WORK REQUEST: A single number is the answer here: the count of lines in the records below in which the word "mile" appears.
------------------------------------------------------------
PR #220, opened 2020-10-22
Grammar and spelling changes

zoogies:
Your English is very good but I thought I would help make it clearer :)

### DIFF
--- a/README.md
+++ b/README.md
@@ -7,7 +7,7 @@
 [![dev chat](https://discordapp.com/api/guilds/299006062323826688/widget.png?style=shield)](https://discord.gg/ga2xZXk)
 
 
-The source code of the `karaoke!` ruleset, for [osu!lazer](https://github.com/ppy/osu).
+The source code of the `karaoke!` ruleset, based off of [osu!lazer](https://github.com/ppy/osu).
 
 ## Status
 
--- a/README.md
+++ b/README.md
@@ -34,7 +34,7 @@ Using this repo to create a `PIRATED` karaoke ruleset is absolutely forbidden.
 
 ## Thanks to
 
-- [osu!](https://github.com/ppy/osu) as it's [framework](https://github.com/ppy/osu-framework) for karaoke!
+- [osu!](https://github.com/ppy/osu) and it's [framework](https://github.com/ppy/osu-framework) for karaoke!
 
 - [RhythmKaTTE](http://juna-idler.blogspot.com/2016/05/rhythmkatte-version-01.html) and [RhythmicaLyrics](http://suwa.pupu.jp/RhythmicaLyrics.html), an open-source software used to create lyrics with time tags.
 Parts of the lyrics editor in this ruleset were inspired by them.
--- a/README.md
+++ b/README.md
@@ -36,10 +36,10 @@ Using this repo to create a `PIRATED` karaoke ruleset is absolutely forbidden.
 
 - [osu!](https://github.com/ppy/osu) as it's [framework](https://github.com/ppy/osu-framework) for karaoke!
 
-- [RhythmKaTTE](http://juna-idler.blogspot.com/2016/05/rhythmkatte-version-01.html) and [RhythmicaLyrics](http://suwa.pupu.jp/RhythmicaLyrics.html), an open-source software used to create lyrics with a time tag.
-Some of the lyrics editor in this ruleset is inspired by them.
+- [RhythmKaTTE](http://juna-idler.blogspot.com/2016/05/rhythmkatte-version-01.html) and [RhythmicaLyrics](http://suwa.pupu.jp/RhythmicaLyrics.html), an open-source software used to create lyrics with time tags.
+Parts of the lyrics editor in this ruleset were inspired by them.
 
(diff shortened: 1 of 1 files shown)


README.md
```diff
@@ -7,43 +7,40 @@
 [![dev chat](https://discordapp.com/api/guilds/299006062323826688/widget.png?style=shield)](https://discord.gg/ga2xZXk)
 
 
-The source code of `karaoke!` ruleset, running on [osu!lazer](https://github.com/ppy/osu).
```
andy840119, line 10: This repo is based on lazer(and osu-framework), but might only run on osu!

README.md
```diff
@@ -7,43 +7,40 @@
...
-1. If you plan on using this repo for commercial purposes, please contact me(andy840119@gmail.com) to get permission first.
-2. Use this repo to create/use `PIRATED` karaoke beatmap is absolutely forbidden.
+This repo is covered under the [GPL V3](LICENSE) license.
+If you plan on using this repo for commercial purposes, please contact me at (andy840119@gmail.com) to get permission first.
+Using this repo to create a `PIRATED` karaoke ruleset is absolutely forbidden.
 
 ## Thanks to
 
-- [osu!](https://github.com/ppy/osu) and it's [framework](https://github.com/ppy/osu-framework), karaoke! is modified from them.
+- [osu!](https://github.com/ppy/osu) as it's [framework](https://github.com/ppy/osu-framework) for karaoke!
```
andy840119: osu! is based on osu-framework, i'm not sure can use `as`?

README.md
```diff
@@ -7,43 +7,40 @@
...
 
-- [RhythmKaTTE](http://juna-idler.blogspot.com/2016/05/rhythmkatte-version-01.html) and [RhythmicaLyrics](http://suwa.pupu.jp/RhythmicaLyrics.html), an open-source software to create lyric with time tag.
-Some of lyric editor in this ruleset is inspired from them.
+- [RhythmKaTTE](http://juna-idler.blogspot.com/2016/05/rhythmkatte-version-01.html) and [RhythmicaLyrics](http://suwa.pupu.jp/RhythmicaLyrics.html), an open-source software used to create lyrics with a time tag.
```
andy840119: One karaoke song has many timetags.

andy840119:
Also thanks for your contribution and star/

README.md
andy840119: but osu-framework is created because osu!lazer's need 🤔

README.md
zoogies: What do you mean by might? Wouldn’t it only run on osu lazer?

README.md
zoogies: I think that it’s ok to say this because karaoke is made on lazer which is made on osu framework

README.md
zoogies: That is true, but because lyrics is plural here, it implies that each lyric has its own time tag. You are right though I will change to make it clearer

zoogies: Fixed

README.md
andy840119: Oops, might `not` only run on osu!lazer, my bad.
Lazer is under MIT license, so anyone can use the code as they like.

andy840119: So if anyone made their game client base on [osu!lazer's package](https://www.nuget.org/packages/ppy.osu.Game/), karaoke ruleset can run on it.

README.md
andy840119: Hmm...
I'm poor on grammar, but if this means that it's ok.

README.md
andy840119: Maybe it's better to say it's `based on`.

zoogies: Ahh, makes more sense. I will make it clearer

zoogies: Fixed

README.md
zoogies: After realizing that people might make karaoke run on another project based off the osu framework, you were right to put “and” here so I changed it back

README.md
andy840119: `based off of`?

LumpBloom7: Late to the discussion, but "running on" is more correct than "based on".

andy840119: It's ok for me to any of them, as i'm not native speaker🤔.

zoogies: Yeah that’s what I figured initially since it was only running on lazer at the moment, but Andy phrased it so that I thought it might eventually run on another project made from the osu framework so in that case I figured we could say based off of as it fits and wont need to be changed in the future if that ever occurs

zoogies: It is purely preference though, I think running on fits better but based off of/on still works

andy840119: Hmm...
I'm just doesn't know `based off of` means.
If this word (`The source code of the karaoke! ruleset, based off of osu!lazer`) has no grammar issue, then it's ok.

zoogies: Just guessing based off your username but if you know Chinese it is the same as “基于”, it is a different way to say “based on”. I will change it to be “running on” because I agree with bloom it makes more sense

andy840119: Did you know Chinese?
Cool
------------------------------------------------------------
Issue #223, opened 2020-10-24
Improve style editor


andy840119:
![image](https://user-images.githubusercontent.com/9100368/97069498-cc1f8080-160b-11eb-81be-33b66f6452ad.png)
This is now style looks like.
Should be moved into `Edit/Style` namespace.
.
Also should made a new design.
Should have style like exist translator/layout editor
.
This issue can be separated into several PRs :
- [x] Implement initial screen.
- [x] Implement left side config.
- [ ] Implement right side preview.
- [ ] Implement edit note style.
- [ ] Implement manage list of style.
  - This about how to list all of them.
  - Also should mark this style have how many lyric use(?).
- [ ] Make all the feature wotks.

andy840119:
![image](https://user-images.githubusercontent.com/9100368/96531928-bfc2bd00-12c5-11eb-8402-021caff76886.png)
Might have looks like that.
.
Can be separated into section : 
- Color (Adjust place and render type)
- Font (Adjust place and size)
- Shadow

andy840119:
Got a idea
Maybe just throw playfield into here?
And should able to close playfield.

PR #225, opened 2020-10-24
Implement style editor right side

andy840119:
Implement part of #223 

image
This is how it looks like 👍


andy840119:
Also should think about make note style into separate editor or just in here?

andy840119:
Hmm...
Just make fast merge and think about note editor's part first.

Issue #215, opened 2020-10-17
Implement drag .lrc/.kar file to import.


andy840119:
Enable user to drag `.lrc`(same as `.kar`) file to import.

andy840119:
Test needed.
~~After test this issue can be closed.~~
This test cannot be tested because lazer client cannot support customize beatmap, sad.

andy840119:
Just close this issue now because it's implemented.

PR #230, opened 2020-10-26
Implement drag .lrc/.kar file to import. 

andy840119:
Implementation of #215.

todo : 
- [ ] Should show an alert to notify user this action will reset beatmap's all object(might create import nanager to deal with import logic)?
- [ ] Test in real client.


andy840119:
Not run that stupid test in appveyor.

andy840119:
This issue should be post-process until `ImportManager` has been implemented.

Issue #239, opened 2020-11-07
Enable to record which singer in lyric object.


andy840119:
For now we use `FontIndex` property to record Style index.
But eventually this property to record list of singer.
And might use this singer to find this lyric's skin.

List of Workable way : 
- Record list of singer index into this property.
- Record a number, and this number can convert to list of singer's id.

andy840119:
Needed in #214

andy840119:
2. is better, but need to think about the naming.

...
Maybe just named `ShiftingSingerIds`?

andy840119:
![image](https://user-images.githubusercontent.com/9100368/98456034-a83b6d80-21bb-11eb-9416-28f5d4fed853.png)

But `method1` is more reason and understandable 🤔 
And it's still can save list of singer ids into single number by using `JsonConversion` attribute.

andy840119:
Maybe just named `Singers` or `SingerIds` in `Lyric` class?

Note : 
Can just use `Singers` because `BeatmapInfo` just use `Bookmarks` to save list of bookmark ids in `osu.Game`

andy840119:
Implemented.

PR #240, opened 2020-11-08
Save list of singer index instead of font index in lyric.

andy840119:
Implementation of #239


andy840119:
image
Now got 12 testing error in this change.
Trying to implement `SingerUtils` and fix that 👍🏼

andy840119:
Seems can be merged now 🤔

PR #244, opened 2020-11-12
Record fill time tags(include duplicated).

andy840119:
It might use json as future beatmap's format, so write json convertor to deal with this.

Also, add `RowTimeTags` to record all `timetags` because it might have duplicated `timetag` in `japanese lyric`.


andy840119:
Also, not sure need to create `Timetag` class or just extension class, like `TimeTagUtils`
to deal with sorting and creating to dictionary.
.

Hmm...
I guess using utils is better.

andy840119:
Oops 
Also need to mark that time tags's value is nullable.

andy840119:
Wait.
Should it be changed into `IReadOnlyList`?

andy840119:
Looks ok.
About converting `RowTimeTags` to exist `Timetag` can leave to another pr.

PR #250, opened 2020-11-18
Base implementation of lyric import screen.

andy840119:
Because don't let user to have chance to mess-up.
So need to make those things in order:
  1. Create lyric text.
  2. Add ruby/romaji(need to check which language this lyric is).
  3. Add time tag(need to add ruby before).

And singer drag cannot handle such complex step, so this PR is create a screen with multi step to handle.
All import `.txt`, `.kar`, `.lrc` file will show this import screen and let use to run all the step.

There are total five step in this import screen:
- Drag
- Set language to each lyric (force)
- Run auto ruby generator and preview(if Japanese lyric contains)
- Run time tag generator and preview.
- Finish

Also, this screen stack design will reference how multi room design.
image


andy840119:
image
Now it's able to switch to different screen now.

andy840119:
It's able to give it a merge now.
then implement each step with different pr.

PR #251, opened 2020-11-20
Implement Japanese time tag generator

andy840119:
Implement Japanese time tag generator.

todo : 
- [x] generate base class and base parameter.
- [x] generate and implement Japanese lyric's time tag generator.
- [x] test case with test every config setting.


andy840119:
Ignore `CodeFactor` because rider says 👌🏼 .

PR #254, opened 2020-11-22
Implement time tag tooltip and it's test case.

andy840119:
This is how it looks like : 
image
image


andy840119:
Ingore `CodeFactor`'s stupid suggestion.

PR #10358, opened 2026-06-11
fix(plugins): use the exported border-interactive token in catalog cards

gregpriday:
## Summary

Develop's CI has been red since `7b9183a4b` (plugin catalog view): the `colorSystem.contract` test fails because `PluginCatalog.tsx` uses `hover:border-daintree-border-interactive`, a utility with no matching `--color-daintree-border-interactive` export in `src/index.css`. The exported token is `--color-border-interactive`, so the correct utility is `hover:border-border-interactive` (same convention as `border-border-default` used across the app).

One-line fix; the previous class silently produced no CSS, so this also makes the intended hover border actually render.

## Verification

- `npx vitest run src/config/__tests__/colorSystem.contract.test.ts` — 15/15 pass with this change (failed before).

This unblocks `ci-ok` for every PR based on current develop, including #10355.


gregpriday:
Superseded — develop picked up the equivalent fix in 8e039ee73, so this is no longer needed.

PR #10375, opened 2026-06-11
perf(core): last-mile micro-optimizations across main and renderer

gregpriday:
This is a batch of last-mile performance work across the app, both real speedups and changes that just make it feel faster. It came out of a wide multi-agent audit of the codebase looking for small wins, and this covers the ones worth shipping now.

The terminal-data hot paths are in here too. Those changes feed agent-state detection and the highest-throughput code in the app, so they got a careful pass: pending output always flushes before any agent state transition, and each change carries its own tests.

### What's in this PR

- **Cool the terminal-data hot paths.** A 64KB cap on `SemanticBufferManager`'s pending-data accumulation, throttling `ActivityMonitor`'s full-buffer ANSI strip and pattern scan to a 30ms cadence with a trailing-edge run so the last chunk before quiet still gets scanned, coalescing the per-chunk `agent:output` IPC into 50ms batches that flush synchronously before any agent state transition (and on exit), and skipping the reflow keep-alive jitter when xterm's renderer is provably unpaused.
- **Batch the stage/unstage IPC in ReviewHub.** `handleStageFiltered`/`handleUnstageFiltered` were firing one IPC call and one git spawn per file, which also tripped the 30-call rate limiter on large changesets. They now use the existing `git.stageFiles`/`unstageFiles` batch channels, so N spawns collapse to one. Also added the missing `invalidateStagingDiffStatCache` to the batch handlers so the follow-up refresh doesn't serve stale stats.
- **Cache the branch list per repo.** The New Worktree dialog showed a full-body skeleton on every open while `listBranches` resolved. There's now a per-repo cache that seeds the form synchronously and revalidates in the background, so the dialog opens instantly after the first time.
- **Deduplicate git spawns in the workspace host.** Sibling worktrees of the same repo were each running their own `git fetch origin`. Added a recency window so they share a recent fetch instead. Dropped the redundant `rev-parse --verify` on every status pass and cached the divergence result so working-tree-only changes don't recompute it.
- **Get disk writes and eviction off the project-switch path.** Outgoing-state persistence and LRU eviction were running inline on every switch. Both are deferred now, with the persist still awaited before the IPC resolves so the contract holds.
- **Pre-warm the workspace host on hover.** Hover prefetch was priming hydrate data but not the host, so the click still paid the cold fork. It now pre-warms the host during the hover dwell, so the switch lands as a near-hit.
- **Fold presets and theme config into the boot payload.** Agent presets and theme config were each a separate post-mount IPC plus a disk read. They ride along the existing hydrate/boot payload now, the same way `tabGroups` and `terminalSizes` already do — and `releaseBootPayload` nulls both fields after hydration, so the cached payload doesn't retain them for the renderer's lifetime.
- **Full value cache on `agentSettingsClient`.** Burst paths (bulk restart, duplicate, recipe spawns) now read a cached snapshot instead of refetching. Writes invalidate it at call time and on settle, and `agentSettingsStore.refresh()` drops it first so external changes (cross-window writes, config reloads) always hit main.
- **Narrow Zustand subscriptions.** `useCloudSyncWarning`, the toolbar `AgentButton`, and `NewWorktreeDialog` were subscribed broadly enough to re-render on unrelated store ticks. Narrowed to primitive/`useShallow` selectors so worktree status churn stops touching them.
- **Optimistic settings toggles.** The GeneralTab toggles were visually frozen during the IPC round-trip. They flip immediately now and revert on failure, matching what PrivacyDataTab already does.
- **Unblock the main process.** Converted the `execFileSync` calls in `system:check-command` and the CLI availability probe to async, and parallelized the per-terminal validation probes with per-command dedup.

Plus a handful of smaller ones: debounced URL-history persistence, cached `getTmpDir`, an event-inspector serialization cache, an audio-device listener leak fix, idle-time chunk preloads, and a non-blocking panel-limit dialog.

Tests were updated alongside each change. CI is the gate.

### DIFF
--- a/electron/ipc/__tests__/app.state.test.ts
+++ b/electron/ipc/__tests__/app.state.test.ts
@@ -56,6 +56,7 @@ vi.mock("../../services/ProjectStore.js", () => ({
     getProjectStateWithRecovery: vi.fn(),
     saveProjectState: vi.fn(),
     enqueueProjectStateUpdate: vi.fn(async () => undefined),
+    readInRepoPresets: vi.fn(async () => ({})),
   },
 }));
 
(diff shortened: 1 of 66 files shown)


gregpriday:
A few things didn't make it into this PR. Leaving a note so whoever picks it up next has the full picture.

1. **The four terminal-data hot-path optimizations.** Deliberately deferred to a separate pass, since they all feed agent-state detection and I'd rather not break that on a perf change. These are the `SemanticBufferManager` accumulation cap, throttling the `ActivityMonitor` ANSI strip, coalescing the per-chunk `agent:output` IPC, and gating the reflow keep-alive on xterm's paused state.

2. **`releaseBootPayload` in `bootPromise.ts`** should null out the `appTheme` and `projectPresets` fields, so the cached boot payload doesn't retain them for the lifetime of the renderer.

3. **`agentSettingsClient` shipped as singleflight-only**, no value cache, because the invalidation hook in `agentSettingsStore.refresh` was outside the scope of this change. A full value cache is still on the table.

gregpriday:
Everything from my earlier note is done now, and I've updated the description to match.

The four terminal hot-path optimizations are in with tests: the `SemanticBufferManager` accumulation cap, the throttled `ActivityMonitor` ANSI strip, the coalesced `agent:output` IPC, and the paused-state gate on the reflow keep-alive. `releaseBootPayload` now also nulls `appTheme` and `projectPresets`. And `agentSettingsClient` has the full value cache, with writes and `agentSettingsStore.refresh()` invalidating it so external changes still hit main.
------------------------------------------------------------
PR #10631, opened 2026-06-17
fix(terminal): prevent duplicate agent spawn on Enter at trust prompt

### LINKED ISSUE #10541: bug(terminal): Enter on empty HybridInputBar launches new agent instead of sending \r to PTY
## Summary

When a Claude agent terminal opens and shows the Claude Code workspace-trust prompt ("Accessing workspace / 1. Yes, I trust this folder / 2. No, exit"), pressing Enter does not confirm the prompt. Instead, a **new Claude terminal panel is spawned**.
------------------------------------------------------------
TASK OUTPUT: 2